Applications for these and other electrochemical devices are growing: in the future, fuel cells could heat and power our homes, while advanced batteries could become standard for powering vehicles.
To achieve these strides, we need electrochemical devices to give better performance, and sustain this for longer. Diagnostic techniques like those used in human healthcare – taking a pulse, measuring the subject’s temperature, and x-raying the structure – give the Electrochemical Innovation Lab at UCL Chemical Engineering vital clues to understanding their operation.
For example, measuring how a fuel cell changes dimension or ‘breathes’ during operation can show how the electrolyte is moving inside the device; infrared thermal imaging can identify hot spots within cells where failure may occur; and X-ray imaging reveals how the microstructure of electrodes changes during battery charging.

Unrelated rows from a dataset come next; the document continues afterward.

PR #1654, opened 2017-01-19
Analysis Projects Require Environment Specifications

tmooney:
* Rename the "production" option in create to "prod-builder".
* Only allow an Analysis Project to be released if it has an environment configuration specified.

This PR doesn't enforce the contents of the environment configuration in any way.

### DIFF
--- a/lib/perl/Genome/Config/AnalysisProject/Command/Release.pm
+++ b/lib/perl/Genome/Config/AnalysisProject/Command/Release.pm
@@ -56,7 +56,17 @@ sub __errors__ {
                 desc => "Can't release analysis project " . $anp->__display_name__ . " with status: $status"
             );
         }
+
+        my $config = $anp->environment_config_dir;
+        unless ($config) {
+            push @errors, UR::Object::Tag->create(
+                type => 'error',
+                properties => ['analysis_projects'],
+                desc => "Can't release analysis project " . $anp->__display_name__ . " until an environment configuration has been set.",
+            );
+        }
     }
+
     return @errors;
 }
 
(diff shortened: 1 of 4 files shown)


lib/perl/Genome/Config/AnalysisProject/Command/Release.pm
```diff
@@ -46,15 +46,27 @@ sub execute {
...
             push @errors, UR::Object::Tag->create(
                 type => 'error',
                 properties => ['analysis_projects'],
-                desc => "Can't release analysis project with status: $status"
+                desc => "Can't release analysis project " . $anp->__display_name__ . " with status: $status"
+            );
+        }
+
+        my $config = $anp->environment_config_dir;
+        unless ($config) {
```
acoffman: Should it maybe check that there's a non-empty file in there?

tmooney: The [`environment_config_dir`](https://github.com/tmooney/genome/blob/63fb747959461b19b699507aefc568bfdf8dcea3/lib/perl/Genome/Config/AnalysisProject.pm#L151) method does validate the path exists before returning it, but it doesn't check that there's really anything specified.

Would it be beneficial to add some extra checking there?  I considered parsing the environment in advance to look for particular keys, but it's not guaranteed that we'll need to use them for a particular build type.  We could at least look for some valid configuration file at all, though?

acoffman: Yeah, validating the contents of the config seems like a losing battle at this point. I was just debating seeing if there was a non-empty file of some type there, but if that's already being done in the accessor, I think its fine "as-is."

acoffman:
+1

See a video of this work in action here:
These tools give researchers unique understanding of the working of electrochemical devices, allowing them to optimise operation and develop new designs which make use of cutting-edge materials. These insights have led to innovations such as the “Flexible Fuel Cell”, a new technology that uses cost-effective, lightweight printed circuit boards to construct the layers that make up a fuel cell stack.
Nano-scale X-ray imaging of fuel cell electrodes informs new materials engineering to make devices last longer, and novel experiments in ultra-fast flow visualisation enable the engineering of water electrolysers for more efficient hydrogen production.
These approaches enable researchers to visualise the “organs” of working devices, monitor their state of health and prolong their lifetime. This work is helping to shape the design of a new generation of electrochemical devices: coming soon to a phone, car, home or power plant near you!
Just one example of how research at UCL Chemical Engineering could change the world.